Into three parts: the first is of God the Father and our creation; the second of God the Son and our redemption; the third, of God the Holy Spirit and our sanctification.
We have established that there are three parts of the Heidelberg Catechism. This is clear in Q/A 2. Believers must know three things: the greatness of our sin and misery (law), how we are redeemed from all our sins and misery (gospel), and how we are to be thankful for such redemption (sanctification). We know this is the correct interpretation because this is how Zacharias Ursinus, the principal author of the catechism and its authorized expositor, intended the catechism to be understood. This is how he explained the catechism in his lectures, published as the Corpus Doctrinae. Now, however, the catechism adds a correlate structure. The teaching of the Christian faith is organized according to the economic Trinity: the Father as Creator and sustainer, the Son as Redeemer, and the Spirit as sanctifier.

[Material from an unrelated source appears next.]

PR #483, opened 2026-02-17
Floor planner scaffolding

ebfull:
## Background

`Routine`s are intended to naturally induce a correspondence between isolated portions of synthesis (sequences of multiplication gates and constraints that are mainly over _those_ newly introduced wires) and the resulting portions of $s(X, Y)$ that can then be memoized and manipulated by simple linear transformations. Routines can then be invoked multiple times with less effort.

To be sure, the acts that the Holy Trinity works ad extra, i.e., with respect to creation and redemption, are Trinitarian acts. Nevertheless, we may also speak and think of the Trinity in administrative or economic categories. Thus, in broad terms, we are entitled to think of the Father as Creator and sustainer, the Son as Redeemer, and the Spirit as sanctifier without saying or thinking that the other Trinitarian persons are absent in those works.
The Christian Faith is a Trinitarian faith. That doctrine is as fundamental as any of our doctrines and it has a unique role in that it also structures the way we think about and explain the faith. For example, Christology is also a catholic (universal) doctrine clearly confessed in the most ancient ecumenical creeds but it does not structure the way we teach the faith in the way that the doctrine of the Trinity does. The Apostles’ Creed and Nicene-Constantinopolitan (381) Creed are Trinitarian in structure. The Athanasian Creed is bipartite: Trinity and Christology. The Definition of Chalcedon (451) is focused on Christology.
The doctrine of the Trinity is essential to the Christian faith and fundamental. That is why the Athanasian Creed twice says, “Whosoever will be saved, before all things it is necessary that he hold the catholic faith….” The first half of the Athanasian summarizes the doctrine of the Trinity. According to the catholic (universal) Christian faith, “He therefore that will be saved must thus think of the Trinity.” So, when we teach the faith, we teach the catholic, Trinitarian faith. WE do not begin with a generic doctrine of God and append the Trinity to it or at least we should not proceed that way. When we engage other religions (e.g., Islam, Judaism, and Mormonism), the Trinity is essential to that faith we are defending. If it is marginalized in our confrontation with them, then we are defending something other than Christianity. If evangelicals reach agreements with Mormons without Mormon repentance of their heretical doctrine of God, then those agreements are worthless. The doctrine of the Holy Trinity is not esoteric. It is not for elites or the illuminati. Christians, ministers and laity alike, are meant to know this doctrine and teachers and ministers are meant to teach and preach it.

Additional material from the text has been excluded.